* [DESCRIPTION OF THE TASK]:
Within these entries, which lines include the string "connections"? Copy each one.

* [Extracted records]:
PR #237, opened 2018-11-27
Only set disconnected time when it is not already set.

agronick:
This is fix 1 of 2 for django/channels#1181.

### DIFF
--- a/daphne/server.py
+++ b/daphne/server.py
@@ -176,6 +176,9 @@ class Server(object):
 
     def protocol_disconnected(self, protocol):
         # Set its disconnected time (the loops will come and clean it up)
+        # Do not set it if it is already set. Overwriting it might
+        # cause it to never be cleaned up.
+        # See https://github.com/django/channels/issues/1181
         if "disconnected" not in self.connections[protocol]:
             self.connections[protocol]["disconnected"] = time.time()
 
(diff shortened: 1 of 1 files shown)


andrewgodwin:
So looking at this change in isolation, I'm curious what effect it would have - did you write it anticipating solving a race condition, or something else? I'd like to see a comment with it because otherwise it looks like you're avoiding replacing a number with another similar-size number which would not really affect memory.

agronick:
I wrote the details in the previous commit:
- check_timeouts() runs every second
- It calls finish() which calls self.server.protocol_disconnected(self) 
- t keeps overwriting the time of the disconnected key
- The disconnected time difference is never high enough to get cleaned up:
```
            if (
                disconnected
                and time.time() - disconnected > self.application_close_timeout
            ):
```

* [RESULT OF THIS TASK]:
         if "disconnected" not in self.connections[protocol]:
             self.connections[protocol]["disconnected"] = time.time()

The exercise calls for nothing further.